Jyothi Subramanian, Mustafi Sourajit M, Chary Kandala V R, Joshi Rajani R
Department Mathematics, Indian Institute of Technology Bombay, Powai, Mumbai, 400076, India.
J Mol Model. 2005 Nov;11(6):481-8. doi: 10.1007/s00894-005-0256-7. Epub 2005 Aug 11.

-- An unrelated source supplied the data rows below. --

PR #1793, opened 2023-05-05
feat: add helper createSelector

moonrailgun:
## Summary

add helper fn **createSelector** to quick create typesafe selector fn.

```js
const { bears, fishes } = useBearStore(createSelector('bears', 'fishes'))
```

same as 

```js
const { bears, fishes } = useBearStore((state) => ({ bears: state.bears, fishes: state.fishes }))
```

The reason of create mapping selector is named export has better maintainability

## Check List

### DIFF
--- a/package.json
+++ b/package.json
@@ -73,6 +73,15 @@
       },
       "module": "./esm/context.js",
       "default": "./context.js"
+    },
+    "./createSelector": {
+      "types": "./createSelector.d.ts",
+      "import": {
+        "types": "./esm/createSelector.d.mts",
+        "default": "./esm/createSelector.mjs"
+      },
+      "module": "./esm/createSelector.js",
+      "default": "./createSelector.js"
     }
   },
   "sideEffects": false,
--- a/readme.md
+++ b/readme.md
@@ -94,6 +94,8 @@ const { nuts, honey } = useBearStore(
   (state) => ({ nuts: state.nuts, honey: state.honey }),
   shallow
 )
+// or use helper with createSelector
+const { nuts, honey } = useBearStore(createSelector('nuts', 'honey'), shallow)
 
 // Array pick, re-renders the component when either state.nuts or state.honey change
 const [nuts, honey] = useBearStore(
--- a/src/createSelector.ts
+++ b/src/createSelector.ts
@@ -1,0 +1,18 @@
+/**
+ * @usage
+ * const { bears } = useBearStore(createSelector('bears'))
+ * const { bears, fishes } = useBearStore(createSelector('bears', 'fishes'))
+ *
+ * @param keys state keys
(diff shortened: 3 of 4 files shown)


dbritto-dev:
I don't see the point of having `createSelector`, since you are using typescript you can type safe the store

dai-shi:
Hi, thanks for the suggestion.
While it may be useful for some developers, we basically don't add features in this repo.
Please consider publishing a new package.
Once done, please feel free to list it in https://github.com/pmndrs/zustand/blob/main/docs/integrations/third-party-libraries.md

moonrailgun:
> I don't see the point of having `createSelector`, since you are using typescript you can type safe the store

my point is if we have much fields, we should write much same code with state like:

```js
create(state => ({
  a: state.a,
  b: state.b,
  c: state.c,
  d: state.d,
  e: state.e,
  ...
}))
```

`createSelector ` is a quick helper which like `shallow` can guidance user how to create selector

dai-shi:
fwiw, you might be interested in https://react-tracked.js.org.

```js
const useTrackedBearStore = createTrackedSelector(useBearStore)

// in a component/hook
  const { bears, fishes } = useTrackedBearStore()
```

dbritto-dev:
> > I don't see the point of having `createSelector`, since you are using typescript you can type safe the store
> 
> my point is if we have much fields, we should write much same code with state like:
> 
> ```js
> create(state => ({
>   a: state.a,
>   b: state.b,
>   c: state.c,
>   d: state.d,
>   e: state.e,
>   ...
> }))
> ```
> 
> `createSelector ` is a quick helper which like `shallow` can guidance user how to create selector

but that's your implementation detail shouldn't be part of zustand

moonrailgun:
> > > I don't see the point of having `createSelector`, since you are using typescript you can type safe the store
> > 
> > 
> > my point is if we have much fields, we should write much same code with state like:
> > ```js
> > create(state => ({
> >   a: state.a,
> >   b: state.b,
> >   c: state.c,
> >   d: state.d,
> >   e: state.e,
> >   ...
> > }))
> > ```
> > 
> > 
> >     
> >       
> >     
> > 
> >       
> >     
> > 
> >     
> >   
> > `createSelector ` is a quick helper which like `shallow` can guidance user how to create selector
> 
> but that's your implementation detail shouldn't be part of zustand

well, i just look as a optimization utils for zustand like `shallow`.

moonrailgun:
> fwiw, you might be interested in https://react-tracked.js.org.
> 
> ```js
> const useTrackedBearStore = createTrackedSelector(useBearStore)
> 
> // in a component/hook
>   const { bears, fishes } = useTrackedBearStore()
> ```

A interesting library. i will be take a look and try to use, thanks for your recommendation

PROPAINOR is a new algorithm developed for ab initio prediction of the 3D structures of proteins using knowledge-based nonparametric multivariate statistical methods. This algorithm is found to be most efficient in terms of computational simplicity and prediction accuracy for single-domain proteins as compared to other ab initio methods. In this paper, we have used the algorithm for the atomic structure prediction of a multi-domain (two-domain) calcium-binding protein, whose solution structure has been deposited in the PDB recently (PDB ID: 1JFK). We have studied the sensitivity of the predicted structure to NMR distance restraints with their incorporation as an additional input. Further, we have compared the predicted structures in both these cases with the NMR derived solution structure reported earlier. We have also validated the refined structure for proper stereochemistry and favorable packing environment with good results and elucidated the role of the central linker.

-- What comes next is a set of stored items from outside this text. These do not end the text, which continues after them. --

PR #1815, opened 2023-05-18
docs(guides): fix slices pattern types

sldk-yuri:
## Summary
There is no reason to use additional `BearSlice` interface for `createFishSlice`. We haven't got any `BearSlice` related methods or fields, so it could be confusing to use this interface.

## Check List

### DIFF
--- a/docs/guides/typescript.md
+++ b/docs/guides/typescript.md
@@ -379,12 +379,7 @@ interface FishSlice {
   fishes: number
   addFish: () => void
 }
-const createFishSlice: StateCreator<
-  BearSlice & FishSlice,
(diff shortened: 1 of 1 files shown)


dai-shi:
While it may work, the intention t is to show precise typing with slice patterns. Maybe we could add an example that requires BearSlice type.

sldk-yuri:
> While it may work, the intention t is to show precise typing with slice patterns. Maybe we could add an example that requires BearSlice type.

I think that's good idea, I'll going to provide some example on this weekend.

dai-shi:
Please open a new PR.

PROPAINOR是一种新开发的算法,用于使用基于知识的非参数多元统计方法从头预测蛋白质的三维结构。与其他从头预测方法相比,该算法在计算简单性和单结构域蛋白质预测准确性方面最为高效。在本文中,我们使用该算法对一种多结构域(双结构域)钙结合蛋白进行原子结构预测,该蛋白的溶液结构最近已存入蛋白质数据库(PDB ID:1JFK)。我们研究了预测结构对NMR距离约束的敏感性,并将其作为额外输入纳入其中。此外,我们将这两种情况下的预测结构与先前报道的NMR衍生溶液结构进行了比较。我们还对优化后的结构进行了正确立体化学和良好堆积环境的验证,结果良好,并阐明了中央连接体的作用。